▶ _Source records_
PR #216, opened 2016-01-13
now raising an exception with value error

ashvindersingh:
One liner but important change.


sethrosetter:
@ashvindersingh Can you kick of the functional tests targeting this branch and we can merge when the results come back?

ashvindersingh:
Yeah good point! In this particular case one test using the parallel function should validate the change. Going forward we should continue with this practice.

sethrosetter:
@ashvindersingh I completely agree.

sethrosetter:
@ashvindersingh Did you test this out / am I able to merge this?

PR #217, opened 2016-01-13
Use log.debug for user REST, change default back to log.info

sethrosetter:
- Use log.debug in most user method 
- Default logging back to log.info


ashvindersingh:
Looks good.

PR #224, opened 2016-01-15
Dual binary provisioning

### LINKED ISSUE #208: Update provisioning to use dual binaries
Once https://github.com/couchbase/sync_gateway/issues/1387 is completed, We need to update provisioning to deploy 2 binaries vs the shared binary.

sethrosetter:
Needs discussion:
- Bumping sleep in dcp reshard test
- Changing scenario parameters in continuous / longpoll tests

Fixes #208 

- Rips out unused CBGT bucket
- Install sg_accel for "sync_gateway_index_writers"
- Works for 
```
python provision/install_sync_gateway --version=1.2.0-46
python provision/install_sync_gateway --branch=master
```
- cluster.reset() will only launch sg_accel writers if the configuration provided is a distributed index conf
- cluster.verify_alive(mode) will check that sg_accels and sync_gateways are alive after a distribute index test and check that sync_gateways are alive for a channel cache test

Biggest changes
- cluster.sync_gateways are now only readers
- A few tests were operating in mixed mode for distributed index. All traffic is pointed at a reader for those scenarios now to enable compatibility with running in channel cache mode. Needs careful review to determine if changing these traffic endpoints will make a significant functional change
- Many provisioning changes to enable installing different packages to the different node types

Blocked on a clean jenkins run


tleyden:
Have you run anything on jenkins against this branch?

PR #230, opened 2016-01-15
todolite config

tleyden:
Fixes https://github.com/couchbaselabs/sync-gateway-testcluster/issues/229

▶ _Your objective_
Wherever the word "branch" appears in the listing above, copy the whole line.

▶ _Solution for this problem_
@ashvindersingh Can you kick of the functional tests targeting this branch and we can merge when the results come back?
python provision/install_sync_gateway --branch=master
Have you run anything on jenkins against this branch?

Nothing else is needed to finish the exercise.